Yes, I'm deaf (I consider myself hard-of-hearing since I actually can hear some and wear hearing aids). I can hear the pings as long as I keep my Uber phone nearby. The screen flashes and also attracts my attention quickly if I'm not too preoccupied (that's how I missed the first one as I was busy chatting to family and didn't notice the phone blinking away on the counter). Vibration might be nice, but I think if I kept it somewhere where vibration was required (like in my pocket), it would take more than 12 seconds to whip out the phone, unlock the screen, and accept the rider request..... so staring at the screen (or hearing it) is the best option. What I would PREFER is if the app would automatically provide GPS navigation to the designated pickup spot - I had to peer at the map, zoom in and out a few times, and then look up directions on my personal phone to figure out how to get there. -_-

Joanne, yes, I finally managed to find enough information that supported the weekly percentage rate (whew!) I am still not sure if they are guaranteeing hourly rates at the times they told us (3pm to 3am), but I just got an email saying they are offering free rides to riders this weekend, so they are giving us different "shifts" of guaranteed rates of $14/hr. As long as we have over 85% acceptance rate that day, accept at least 1 ride, and be within their service area (blah blah blah). Seems easy enough! I'm looking forward to giving it a try. So, they look at the rate for that week, and then decide whether or not to pay you the hourly guarantee? I would hate to work really hard and then have them say, "nope, not good enough" or whatever... =/


----------



## Joanne (May 7, 2014)

Well since you can hear a bit, I suggest cranking the volume up all the way. It is quite loud, so hopefully that helps you out. I bet you'll have no trouble getting the $14 guaranteed rate. They seem more strict with the $25+ guarantees.


----------



## Sydney Uber (Apr 15, 2014)

paradoxied said:


> Yes, I'm deaf (I consider myself hard-of-hearing since I actually can hear some and wear hearing aids). I can hear the pings as long as I keep my Uber phone nearby. The screen flashes and also attracts my attention quickly if I'm not too preoccupied (that's how I missed the first one as I was busy chatting to family and didn't notice the phone blinking away on the counter). Vibration might be nice, but I think if I kept it somewhere where vibration was required (like in my pocket), it would take more than 12 seconds to whip out the phone, unlock the screen, and accept the rider request..... so staring at the screen (or hearing it) is the best option. What I would PREFER is if the app would automatically provide GPS navigation to the designated pickup spot - I had to peer at the map, zoom in and out a few times, and then look up directions on my personal phone to figure out how to get there. -_-
> 
> Joanne, yes, I finally managed to find enough information that supported the weekly percentage rate (whew!) I am still not sure if they are guaranteeing hourly rates at the times they told us (3pm to 3am), but I just got an email saying they are offering free rides to riders this weekend, so they are giving us different "shifts" of guaranteed rates of $14/hr. As long as we have over 85% acceptance rate that day, accept at least 1 ride, and be within their service area (blah blah blah). Seems easy enough! I'm looking forward to giving it a try. So, they look at the rate for that week, and then decide whether or not to pay you the hourly guarantee? I would hate to work really hard and then have them say, "nope, not good enough" or whatever... =/


Howdy

Just a thought, but have you tried taking the iPhone to your hearing aid specialists and then utilising the stereo jack out at the top of the iPhone as a transmitter to your passive receiver in your hearing aid?

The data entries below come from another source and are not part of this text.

PR #6470, opened 2026-06-20
Add support for spectating entities on Bedrock

darkcupid412:
This PR implements entity spectating support for Bedrock clients.

While in spectator mode, left-clicking an entity now attaches the camera to it, mirroring Java's click-to-spectate behavior. Jump cycles between first-person, third-person back, and third-person front views, sneak returns the camera to the player, and the spectated entity is hidden while in first-person.

The Bedrock interaction is translated into a `ServerboundSpectatorActionPacket` (requires the serialization fix from [GeyserMC/MCProtocolLib#927](https://github.com/GeyserMC/MCProtocolLib/pull/927), included here via the `-14` bump in `gradle/libs.versions.toml`). The server's `ClientboundSetCameraPacket` starts and stops spectating, and while active, a FREE preset camera is repositioned and rotated each client tick with linear easing to follow the spectated entity.

Diverges from Java in a few spots:

* View cycling is bound to jump rather than F5 (Bedrock's perspective toggle is client-side and would conflict with camera instructions).
* First-person eye height is approximated as `0.85x` the entity height rather than using entity-specific eye heights.
* The camera follows the entity's head yaw rather than body yaw for smoother tracking.

Tested on a 26.30 Bedrock client against Vanilla and PaperMC 26.2.


core/src/main/java/org/geysermc/geyser/entity/type/Entity.java
```diff
@@ -444,6 +449,24 @@ public void updateBedrockMetadata() {
...
+        SetEntityDataPacket packet = new SetEntityDataPacket();
+        packet.setRuntimeEntityId(geyserId);
+        packet.getMetadata().putFlags(hidden ? spectateHiddenFlags() : flags);
+        session.sendUpstreamPacket(packet);
+    }
+
+    private EnumMap<EntityFlag, Boolean> spectateHiddenFlags() {
+        EnumMap<EntityFlag, Boolean> overridden = new EnumMap<>(flags);
+        overridden.put(EntityFlag.INVISIBLE, true);
+        overridden.put(EntityFlag.HIDDEN_WHEN_INVISIBLE, true);
```
onebeastchris: fwiw this flag is currently only used for spiders' glowing eyes; does it actually make a difference for players?

core/src/main/java/org/geysermc/geyser/translator/protocol/bedrock/entity/player/input/BedrockPlayerAuthInputTranslator.java
```diff
@@ -71,11 +72,27 @@ public final class BedrockPlayerAuthInputTranslator extends PacketTranslator<Pla
...
         session.setClientTicks(packet.getTick());
         session.setInClientPredictedVehicle(packet.getInputData().contains(PlayerAuthInputData.IN_CLIENT_PREDICTED_IN_VEHICLE) && entity.getVehicle() != null && GameProtocol.is26_10orHigher(session.protocolVersion()));
 
         boolean wasJumping = session.getInputCache().wasJumping();
         session.getInputCache().processInputs(entity, packet);
+        // Spectating: suppress block-break/use/attack, but only after processInputs so the stop-shift still flows.
+        // Also leaves InputCache's position-reminder un-ticked while spectating (see its note)
+        if (EntitySpectateHelper.isSpectating(session)) {
+            return;
+        }
```
onebeastchris: Doesn't the block break handler already do game mode checks?

core/src/main/java/org/geysermc/geyser/translator/protocol/bedrock/entity/player/input/BedrockPlayerAuthInputTranslator.java
```diff
@@ -71,11 +72,27 @@ public final class BedrockPlayerAuthInputTranslator extends PacketTranslator<Pla
...
         SessionPlayerEntity entity = session.getPlayerEntity();
 
+        if (EntitySpectateHelper.isSpectating(session)) {
+            if (packet.getInputData().contains(PlayerAuthInputData.SNEAK_DOWN)
+                    || packet.getInputData().contains(PlayerAuthInputData.DESCEND)) {
+                session.setShouldSendSneak(true);
+            } else if (packet.getInputData().contains(PlayerAuthInputData.JUMP_PRESSED_RAW)) {
+                EntitySpectateHelper.cycleMode(session);
+            } else {
+                EntitySpectateHelper.tick(session);
```
Novampr: Any reason this is here and not the tick method of the GeyserSession class?

Novampr (approved):
Just this, but this is seriously some impressive work.

onebeastchris (changes requested):
Hey! Thanks for the PR, this looks super promising 👀 

Left a few initial comments; if you've got any questions just ask :)

core/src/main/java/org/geysermc/geyser/entity/type/Entity.java
darkcupid412: Oops, I actually mistook it for RENDER_WHEN_INVISIBLE and yeah, they do kinda overlay on the screen in first person, so it seems necessary even if only 2 entities set it.

core/src/main/java/org/geysermc/geyser/translator/protocol/bedrock/entity/player/input/BedrockPlayerAuthInputTranslator.java
darkcupid412: No real reason. The sneak/jump handling was already in the translator, so I dropped the follow handling into the same block. I've moved it to GeyserSession.

core/src/main/java/org/geysermc/geyser/translator/protocol/bedrock/entity/player/input/BedrockPlayerAuthInputTranslator.java
darkcupid412: It's there to skip BedrockMovePlayer while spectating, which forwards player movement (the body can drift off without it, though it's intermittent) and ticks the position reminder that InputCache#shouldSendPositionReminder says shouldn't be ticked while spectating. 
Fixed my comment; the block-break mention was misleading.

core/src/main/java/org/geysermc/geyser/translator/protocol/bedrock/BedrockInventoryTransactionTranslator.java
```diff
@@ -475,6 +477,11 @@ public void translate(GeyserSession session, InventoryTransactionPacket packet)
                 if (entity == null)
                     return;
 
+                if (session.getGameMode() == GameMode.SPECTATOR) {
+                    session.sendDownstreamGamePacket(new ServerboundSpectatorActionPacket(OptionalInt.of(entity.getEntityId())));
+                    return;
+                }
+
```
onebeastchris, line 488: We should send a ServerboundSpectatorActionPacket with an empty optional when no entity was found (in spectator mode) - see https://mcsrc.dev/1/26.2/net/minecraft/client/Minecraft#L1652-1669, which calls https://mcsrc.dev/1/26.2/net/minecraft/client/multiplayer/MultiPlayerGameMode#L432

core/src/main/java/org/geysermc/geyser/session/GeyserSession.java
```diff
@@ -321,6 +322,15 @@ public class GeyserSession implements GeyserConnection, GeyserCommandSource {
     @Setter
     private TeleportCache unconfirmedTeleport;
 
+    @Setter
+    private Entity spectatedEntity;
```
onebeastchris: let's mark this nullable

core/src/main/java/org/geysermc/geyser/session/GeyserSession.java
```diff
@@ -321,6 +322,15 @@ public class GeyserSession implements GeyserConnection, GeyserCommandSource {
...
+
+    /**
+     * Spectate camera mode: 0 = first-person, 1 = third-person back, 2 = third-person front.
+     */
+    @Setter
+    private int spectateMode;
```
onebeastchris: can we make this an enum instead? nicer to look at & with switch statements it'd also be easier to ensure no case is being missed

core/src/main/java/org/geysermc/geyser/entity/type/Entity.java
```diff
@@ -444,6 +449,24 @@ public void updateBedrockMetadata() {
...
+        SetEntityDataPacket packet = new SetEntityDataPacket();
+        packet.setRuntimeEntityId(geyserId);
+        packet.getMetadata().putFlags(hidden ? spectateHiddenFlags() : flags);
+        session.sendUpstreamPacket(packet);
+    }
+
+    private EnumMap<EntityFlag, Boolean> spectateHiddenFlags() {
+        EnumMap<EntityFlag, Boolean> overridden = new EnumMap<>(flags);
+        overridden.put(EntityFlag.INVISIBLE, true);
+        overridden.put(EntityFlag.RENDER_WHEN_INVISIBLE, false);
```
onebeastchris: personally i'd rather not touch this flag, or override the method with just the spider entity class

core/src/main/java/org/geysermc/geyser/entity/EntitySpectateHelper.java
```diff
@@ -0,0 +1,166 @@
...
+    private static void sendCamera(GeyserSession session, Entity entity, int mode) {
+        float yaw = entity.getHeadYaw();
+        float pitch = entity.getPitch();
+        Vector3f forward = MathUtils.calculateViewVector(pitch, yaw);
+        double fx = forward.getX();
+        double fy = forward.getY();
+        double fz = forward.getZ();
+
+        Vector3f pos = entity.bedrockPosition();
+        double eyeY = pos.getY() + eyeHeight(entity);
```
onebeastchris: fwiw - entity.bedrockPosition() will include the player offset, which could end up higher for e.g. player entities. Was this tested with players?

core/src/main/java/org/geysermc/geyser/entity/EntitySpectateHelper.java
```diff
@@ -0,0 +1,166 @@
...
+            cz = pos.getZ() - fz * DISTANCE;
+            rot = Vector2f.from(pitch, yaw);
+        } else {
+            cx = pos.getX() + fx * DISTANCE;
+            cy = eyeY + fy * DISTANCE;
+            cz = pos.getZ() + fz * DISTANCE;
+            rot = Vector2f.from(-pitch, yaw + 180f);
+        }
+
+        CameraInstructionPacket packet = new CameraInstructionPacket();
```
onebeastchris, line 169: I've had another look at what's theoretically possible with cameras already - a CameraSetInstruction includes a `viewOffset` and `entityOffset` field, and the CameraInstructionPacket includes a CameraAttachToEntityInstruction which allows attaching to an entity... might be worth exploring; although i'm also perfectly fine with doing that at a later point as that'd be a more substantial change

core/src/main/java/org/geysermc/geyser/translator/protocol/bedrock/entity/player/input/BedrockPlayerAuthInputTranslator.java
```diff
@@ -71,11 +72,26 @@ public final class BedrockPlayerAuthInputTranslator extends PacketTranslator<Pla
     public void translate(GeyserSession session, PlayerAuthInputPacket packet) {
         SessionPlayerEntity entity = session.getPlayerEntity();
 
+        if (EntitySpectateHelper.isSpectating(session)) {
+            if (packet.getInputData().contains(PlayerAuthInputData.SNEAK_DOWN)
+                    || packet.getInputData().contains(PlayerAuthInputData.DESCEND)) {
```
onebeastchris: Isn't this already handled by session.getInputCache().processInputs()? It would check for these flags in InputCache#isSneaking

core/src/main/java/org/geysermc/geyser/translator/protocol/bedrock/entity/player/input/BedrockPlayerAuthInputTranslator.java
```diff
@@ -71,11 +72,26 @@ public final class BedrockPlayerAuthInputTranslator extends PacketTranslator<Pla
...
+                session.setShouldSendSneak(true);
+            } else if (packet.getInputData().contains(PlayerAuthInputData.JUMP_PRESSED_RAW)) {
+                EntitySpectateHelper.cycleMode(session);
+            }
```
onebeastchris: Personally i'd rather move this to InputCache too

core/src/main/java/org/geysermc/geyser/translator/protocol/bedrock/entity/player/input/BedrockPlayerAuthInputTranslator.java
onebeastchris, line 230: We should still send this tick end packet in spectator mode

onebeastchris (approved):
A few more notes after a more thorough review - thanks again for the great PR!

A side-note - https://github.com/GeyserMC/Geyser/blob/4b27e6fd00e755e87dd879e62babb9843377034d/core/src/main/java/org/geysermc/geyser/entity/type/LivingEntity.java#L224 also needs to check whether this living entity is the currently spectated entity (https://mcsrc.dev/1/26.2/net/minecraft/client/renderer/entity/LivingEntityRenderer#L229); probably just with adding `|| this == session.getSpectatedEntity` to the condition.

Another note - is this preventing the Bedrock client from moving on its own? Might be worth sending an input lock to prevent the player moving. 

Sorry for the many notes! If you have any questions, just ask & i'd be happy to help.

core/src/main/java/org/geysermc/geyser/entity/EntitySpectateHelper.java
darkcupid412: I'll take a proper look at it sometime.

core/src/main/java/org/geysermc/geyser/entity/EntitySpectateHelper.java
darkcupid412: Actually, no, I didn't test it with players.
I suppose using the raw `position()` instead of `bedrockPosition` should fix it?

onebeastchris (approved):
Thanks - LGTM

That would be the neatest solution. But in the meantime if it's not difficult for you running a corded ear piece if you have a free ear and it doesn't tangle up your driving. Running the cord up behind the sun shade along the top of the headlining and down to your ear.

Just an idea


----------



## paradoxied (Jun 17, 2014)

Joanne, yes. I can hear it just fine (no need to crank up the volume).

Sydney,

No, that does not work for me. I have tried to use the T coil switch on my hearing aids before, but all that does is make sounds I can hear louder. It does NOT clarify anything that is being said (which sounds to me very muffled). Many people misunderstand the effectiveness of hearing aids and cochlear implants. They do NOT magically make me hear "normally" as you would. My hearing aids amplify sounds, but they do not improve clarity. I rely on lipreading to understand what is being said. This is why I prefer texting. It is a good idea in theory, but since I have sensorineural hearing loss, it would sound like this:

(Loss of high frequencies)
http://www.npr.org/blogs/health/2013/04/06/175945670/the-real-sounds-of-hearing-loss

(Not quite as easy to make out what is being said, huh?)

Also this:

https://vine.co/v/MZ9vbLnTKQL

(If you're trying to whisper or talk in my ear ANYWHERE, I can't understand you! I have to read your lips. So if you keep trying to talk in my ear, we are going to do this circle dance. ) Check out the other *#ItsDEAFinitelyThem vines - hilarious! 

(Note: Lipreading is also NOT a magic cure-all and nobody can lipread 100%. The BEST lipreaders can only get about 27% of what is being said.... the rest is all guesswork. I always say I would be great at Wheel of Fortune and filling in the blanks! Since I do it everyday! lol)

As for the rider I had on Friday, I'm sorry I didn't understand everything you were asking me - I think I carried on the conversation pretty well, but it is next to impossible to read lips in the dark and also pay attention to the road while driving. Safety first before social conversation! *


----------



## Peanut hello (Sep 19, 2016)

Mika said:


> Hello Fellow Uber Drivers,
> 
> Uberx is offering a guaranteed rate of $35/hr tomorrow, and I was wanting to know if the 20% commission is deducted from this amount, and if you actually get the fares on top of it (I know that sounds greedy.)?


Yeah right . I doubt if you even make $10/h.


----------



## Mika (Apr 23, 2014)

Peanut hello said:


> Yeah right . I doubt if you even make $10/h.


Not sure why you're responding to a post from over two years ago---sigh!


----------



## Nitedriver (Jun 19, 2014)

Mika said:


> Not sure why you're responding to a post from over two years ago---sigh!


Is the Gold club still there in Atlanta ??


----------



## Mika (Apr 23, 2014)

No, I don't think so, but Magic City's still open.


----------



## Peanut hello (Sep 19, 2016)

Mika said:


> Not sure why you're responding to a post from over two years ago---sigh!


I didnt know the expiration date.


----------



## steveK2016 (Jul 31, 2016)

I love guarantees, there like an Uber vacation. Too easy to do here in Atlanta


----------